Para fazer frente aos enormes gastos da entidade na assistência aos mais necessitados, e nas despesas do dia a dia, Irmã Rita pedia ajuda da Prefeitura e da Câmara, das Secretarias Estaduais, dos políticos em geral, e das empresas. Sempre recebia e sempre prestava conta aos órgãos oficiais.
Seria muito longo enumerar aqui as homenagens e títulos que a Irmã Rita recebeu. Eis alguns:
- Medalha Cultural José Bonifácio de Andrade e Silva quando completou 17 anos de trabalho em Sumaré
- Medalha Comemorativa do Sesquicentenário da Independência do Brasil
- Placa da F.A.B. pelos seus 25 anos de Aviadora Civil (1972)
- Titulo de Cidadã Sumareense pela Cãmara Municipal de Sumaré.
- Reportagem de 4 páginas na revista O CRUZEIRO em 1959, a mais importante revista brasileira na época.
- Mais de uma dezena de Certificados de Cursos de Extensão Universitária e especialização.
Hoje, apesar dos seus 92 anos de idade, continua sempre fisicamente presente na entidade que ela fundou, agora estruturada em novos moldes, mas com o mesmos ideais de sua fundadora. Por essa razão, hoje ela continua sendo Presidente de Honra da Entidade.
Estas são algumas razões que levaram a Associação Pró-Memória a homenagear tão ilustre personalidade: Uma mulher que dedicou sua vida inteira aos outros, movida pela fé e pelo amor ao próximo, sem nada receber em troca. Uma mulher que deixou marcas profundas na história de Sumaré, e que merece, em vida, ser conhecida, reconhecida, admirada e imitada pelos seus exemplos de cidadania e dedicação.

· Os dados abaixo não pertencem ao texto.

Issue #106, opened 2020-07-19
Add Bazel support


bcebere:
## Feature Description
Bazel support would have numerous advantages in TenSEAL's build system.

## Pros
 - We would be extending the cmake build system, not replacing it.
 - Well-established ML tools like PyTorch or Tensorflow support Bazel too, and it would make the integration seamless there.
 - The integration with SEAL would be easy, no submodule required, as in this example. Bazel has bindings to other build systems as well https://github.com/OpenMined/PIR/blob/master/third_party/seal.BUILD
 - It would be a major improvement for integration/deployment in Bazel system, it would install all the depends without any hassle, just the TenSEAL reference in their bazel file, as in this example https://github.com/OpenMined/PIR
- It supports multiple languages, like C++/Python/Go/Rust and so on.
 - It supports pytest/gtest, no need for installing/running extra tools. Just `bazel test` and it executes all the tests in the repository, no matter the language/framework.

## Cons
 - pip support exists, but I am not sure it works fine with pybind, I wasn't able to make it work in this example https://github.com/OpenMined/PSI/blob/py-setuptools/setup.py
 - Bazel can be unstable, the API might change between updates.

bcebere:
I'll work on this one.

PR #116, opened 2020-07-26
Bazel build

bcebere:
## Description
Extend the build support to Bazel

TODO:

- [x] Build library and bindings.
- [x] Build  tests.
- [x]  Add Bazel tests to workflow.
- [x] Reorganize the c++ library, without breaking the existing CMake or changing the API.
- [x] MacOS tests work without any additional code.  https://github.com/OpenMined/TenSEAL/blob/bazel/.github/workflows/tests.yml#L102

fixes https://github.com/OpenMined/TenSEAL/issues/106

## Checklist


requirements_dev.txt
```diff
@@ -6,3 +6,5 @@ pytest>=5.4.1
 pytest-benchmark
 pytest-benchmark[histogram]
 setuptools>=41.0.0
+pygal
+pygaljs
```
youben11, line 10: where is this required?

tenseal/__init__.py
```diff
@@ -1,7 +1,11 @@
 """TenSEAL is a library for doing homomorphic encryption operation on tensors.
 """
 
-import _tenseal_cpp as _ts_cpp
+try:
+    import _tenseal_cpp as _ts_cpp
+except ImportError:
+    import tenseal._tenseal_cpp as _ts_cpp
+
```
youben11, line 8: So bazel put it inside the python package, actually this would be even cool to have without bazel, I just didn't know how to do it with setuptools

tenseal/binding.cpp
```diff
@@ -1,14 +1,13 @@
...
-#include <seal/seal.h>
 
 #include <memory>
 #include <vector>
 
-#include "tenseal/tensealcontext.h"
-#include "tenseal/tensors/bfvvector.h"
-#include "tenseal/tensors/ckksvector.h"
-#include "tenseal/utils/utils.h"
+#include "seal/seal.h"
```
youben11, line 7: is this okay to include it like this? shouldn't it be considered like an installed library?

tenseal/cpp/context/tensealcontext.h
```diff
@@ -1,11 +1,10 @@
 #ifndef TENSEAL_TENSEALCONTEXT_H
 #define TENSEAL_TENSEALCONTEXT_H
```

Por isso, é com muito prazer e reverência que dizemos: obrigado Irmã Rita por tudo o que a senhora fez por Sumaré. Deus continue abençoando a senhora e suas coirmãs. Obrigado.

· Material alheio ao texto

PR #117, opened 2020-07-26
Convolution using im2col technique

philomath213:
## Description
- Computing convolution layers using `im2col` (Image Block to Column) technique.
- Implementing encrypted matrix multiplication, which has some limitation, it requires that the matrix is encoded in vertical scan (encode the matrix transpose instead), then do multiplication with a plain vector. It's a single input single output implementation.
- In order to compute multiple convolution layers, a communication between the server and the client is required in order to apply `im2col` on the input for the next layer.
- This implementation is inspired from PyTorch Convolution implementation, you can read more about it [here](https://towardsdatascience.com/how-are-convolutions-actually-performed-under-the-hood-226523ce7fbf).

## Affected Dependencies
None

## How has this been tested?
- For the moment, I compared the results with torch conv2d only.
EDIT:
- Tests in python.

## Checklist


tests/python/tenseal/tensors/test_ckks_vector.py
```diff
@@ -1,8 +1,12 @@
-import tenseal as ts
-import pytest
-import numpy as np
 import copy
 import pickle
+import math
+import pytest
+
+import numpy as np
+from skimage.util.shape import view_as_windows
```
bcebere, line 7: The Bazel build will fail because of missing depends.

To fix that, you can add the line 
```
requirement("scikit-image")
```

to the tests/python/tenseal/BUILD file

philomath213: I was looking for it.
Got it, thanks.

youben11: So there is no way to have BAZEL fetch that from requirements files?

tenseal/cpp/tensors/ckksvector.cpp
```diff
@@ -570,6 +570,60 @@ CKKSVector& CKKSVector::polyval_inplace(const vector<double>& coefficients) {
...
+    CKKSVector new_vec = *this;
+    new_vec.conv2d_im2col_inplace(kernel, windows_nb);
+    return new_vec;
+}
+
+CKKSVector& CKKSVector::conv2d_im2col_inplace(const vector<double>& kernel,
+                                              size_t windows_nb) {
+    vector<double> plain_vec;
+    size_t chunck_size = windows_nb;
+    size_t chuncks_nb = kernel.size();
```
bcebere, line 584: maybe throw an exception if the kernel si empty or windows_nb == 0?

tenseal/cpp/tensors/ckksvector.cpp
```diff
@@ -570,6 +570,60 @@ CKKSVector& CKKSVector::polyval_inplace(const vector<double>& coefficients) {
...
+                                     size_t windows_nb) {
+    CKKSVector new_vec = *this;
+    new_vec.conv2d_im2col_inplace(kernel, windows_nb);
+    return new_vec;
+}
+
+CKKSVector& CKKSVector::conv2d_im2col_inplace(const vector<double>& kernel,
+                                              size_t windows_nb) {
+    vector<double> plain_vec;
+    size_t chunck_size = windows_nb;
```
bcebere, line 583: small typo: "chunk"

tenseal/cpp/tensors/ckksvector.cpp
```diff
@@ -570,6 +570,60 @@ CKKSVector& CKKSVector::polyval_inplace(const vector<double>& coefficients) {
...
+
+    if (this->_size / windows_nb != chuncks_nb) {
+        throw invalid_argument("Matrix shape doesn't match with vector size");
+    }
+
+    plain_vec.reserve(this->_size);
+
+    for (size_t i = 0; i < chuncks_nb; i++) {
+        vector<double> tmp(chunck_size, kernel[i]);
+        plain_vec.insert(plain_vec.end(), tmp.begin(), tmp.end());
```
bcebere, line 599: ```plain_vec.push_back``` might be more clear here.

tenseal/cpp/tensors/ckksvector.cpp
```diff
@@ -570,6 +570,60 @@ CKKSVector& CKKSVector::polyval_inplace(const vector<double>& coefficients) {
...
+
+    this->mul_plain_inplace(plain_vec);
+
+    auto galois_keys = this->context->galois_keys();
+
+    CKKSVector tmp = *this;
+
+    while (chuncks_nb > 1) {
+        tmp = *this;
+        chuncks_nb = 1 << (static_cast<size_t>(ceil(log2(chuncks_nb))) - 1);
```
bcebere, line 616: For finding the previous power of 2, maybe 
```
uint32_t flp2 (uint32_t x)
{
    x = x | (x >> 1);
    x = x | (x >> 2);
    x = x | (x >> 4);
    x = x | (x >> 8);
    x = x | (x >> 16);
    return x - (x >> 1);
}
```
is faster than the log version.

tests/python/tenseal/tensors/test_ckks_vector.py
bcebere: It actually fetches those requirements, but uses them only in the specified libraries/tests. It won't add any additional dependency by default

tenseal/cpp/tensors/ckksvector.h
```diff
@@ -122,6 +122,13 @@ class CKKSVector {
     CKKSVector polyval(const vector<double>& coefficients);
     CKKSVector& polyval_inplace(const vector<double>& coefficients);
 
+    /*
+    Image Block to Columns .
+    */
+    CKKSVector conv2d_im2col(const vector<double>& kernel, size_t windows_nb);
+    CKKSVector& conv2d_im2col_inplace(const vector<double>& kernel,
+                                      size_t windows_nb);
+
```
youben11, line 131: I think it's more like a convolution with a special input, can you specify convolution and how the input should be encoded?

tenseal/cpp/tensors/ckksvector.cpp
youben11, line 583: I think we can simplify the API by passing a real kernel (matrix) and pad it inside the function, based on the chunk_size.

youben11: Variable names are also confusing, chunk_size and windows_nb seems to be the same thing, why are we using both of them here, what does the API should have instead?

philomath213: Yeah, you are right, we simplify the API in that way, I'm planning to do that in another PR, as well as padding and applying im2col on the input matrix.

tenseal/cpp/tensors/ckksvector.cpp
philomath213: Actually, this will replicate each element in kernel vector for
e.g. if windows_nb == 4 and kernel == [1,2,3,4] => plain_vec == [1,1,1,1, 2,2,2,2, 3,3,3,3, 4,4,4,4]

I found out that this is the faster way to do that, is it correct?

tenseal/cpp/tensors/ckksvector.h
youben11: @philomath213 :point_up:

Discurso proferido pelo Professor Francisco Antonio de Toledo na homenagem prestada na Igreja Matriz de Sant’Ana no dia 11 de dezembro de 2018. (Texto publicado no Jornal Tribuna Liberal de 15/12/2018)
NOMES ILUSTRES DE SUMARÉ
Pouca gente consegue ter um pique de trabalho e de determinação como essa mulher, nascida no Ceará, mas vivida em Sumaré. Tinha tudo para ter um futuro diferente do que tem hoje: era aviadora e dentista. Com o brevê na mão, tornou-se a primeira mulher do país a pilotar um avião.
Com o
diploma de odontologia, escolheu um caminho alternativo para exercer a
profissão sem cobrar nada. Melhor dizendo, sem cobrar de quem não podia pagar.

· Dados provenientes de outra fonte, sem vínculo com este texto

PR #121, opened 2020-07-28
Drop pickle serialization

bcebere:
## Description
Tensor serialization requires ser/des for the TenSEAL context and for the actual vector.
For performance improvements, we will send the context buffer separately from the tensors, and each tensor deserialization will use a shared pointer to the same context.

Unfortunately, this scenario is not possible with pickle - it forces us to serialize the context every time too - and we will drop the support. We offer a handful of alternatives instead, like our own serialize/deserialize methods or copy/deepcoy support.

## Checklist


youben11:
Can you please cherry pick the last commit into a new branch derived from master, to have a clear file change to review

Vestiu o uniforme da ordem das Irmãs de Cristo Crucificado e veio para Sumaré.
Determinada a construir um lar para ela e seus assistidos, foi a responsável pelo aparecimento da Sociedade Beneficente São Judas Tadeu, uma das maiores instituições filantrópicas de Sumaré e região. Está lá até hoje. Só não é uma santa canonizada porque ainda não chegou a hora. Mas quem recebeu sua ajuda a considera como tal. (Texto de Alaerte Menuzzo Publicado no Jornal Tribuna Liberal de 12/06/2016).